- Opening Delimiter -

PR #106, opened 2020-08-06
Adding custom exception for reclassification error

### LINKED ISSUE #105: Proposal: allow missing values to be accessed as attributes of a reclassification exception
In InVEST, we are looking to create more readable error messages when a table-based reclassification fails, and the way that we think these messages will be most useful will be if we can provide more contextual information about the error. The error that is raised by `pygeoprocessing.reclassify_raster`, while sensible for us as programmers who already understand the context of the exception, does not allow for the useful information to be accessed without some string parsing.

I propose that a custom exception be raised when values are missing from the `value_map`.  The purpose of this exception is to:

1. Allow the exception relating to missing values to be caught and have that error handled apart from other errors that might be raised by `reclassify_raster`
2. Allow the relevant attributes of the reclassification to be accessed as attributes of the new exception such that they can be used in a higher-level exception that provides additional context that is specific to the InVEST model.  At present this is possible, but would require that we extract this information from the string text of the `ValueError` currently raised.  The relevant attributes here would be:
    * The set of `missing_values`
    * The `value_map`  (though I'm less worried about this, because this structure is still accessible at the point where InVEST calls `reclassify_raster`).
3. Continue to be a useful exception when called directly within a script by a developer, with a useful error message.

Example of how this could be used in InVEST:

```python
try:
    pygeoprocessing.reclassify_raster(...)
except pygeoprocessing.ReclassificationError as error:
    error_message = f'The biophysical table is missing rows with LULC code {error.missing_values}'
    raise ValueError(error_message)
```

- Closing Delimiter -

REQUIREMENT: Restate the data above word for word.

RESPONSE AREA:
PR #106, opened 2020-08-06
Adding custom exception for reclassification error

### LINKED ISSUE #105: Proposal: allow missing values to be accessed as attributes of a reclassification exception
In InVEST, we are looking to create more readable error messages when a table-based reclassification fails, and the way that we think these messages will be most useful will be if we can provide more contextual information about the error. The error that is raised by `pygeoprocessing.reclassify_raster`, while sensible for us as programmers who already understand the context of the exception, does not allow for the useful information to be accessed without some string parsing.

I propose that a custom exception be raised when values are missing from the `value_map`.  The purpose of this exception is to:

1. Allow the exception relating to missing values to be caught and have that error handled apart from other errors that might be raised by `reclassify_raster`
2. Allow the relevant attributes of the reclassification to be accessed as attributes of the new exception such that they can be used in a higher-level exception that provides additional context that is specific to the InVEST model.  At present this is possible, but would require that we extract this information from the string text of the `ValueError` currently raised.  The relevant attributes here would be:
    * The set of `missing_values`
    * The `value_map`  (though I'm less worried about this, because this structure is still accessible at the point where InVEST calls `reclassify_raster`).
3. Continue to be a useful exception when called directly within a script by a developer, with a useful error message.

Example of how this could be used in InVEST:

```python
try:
    pygeoprocessing.reclassify_raster(...)
except pygeoprocessing.ReclassificationError as error:
    error_message = f'The biophysical table is missing rows with LULC code {error.missing_values}'
    raise ValueError(error_message)
```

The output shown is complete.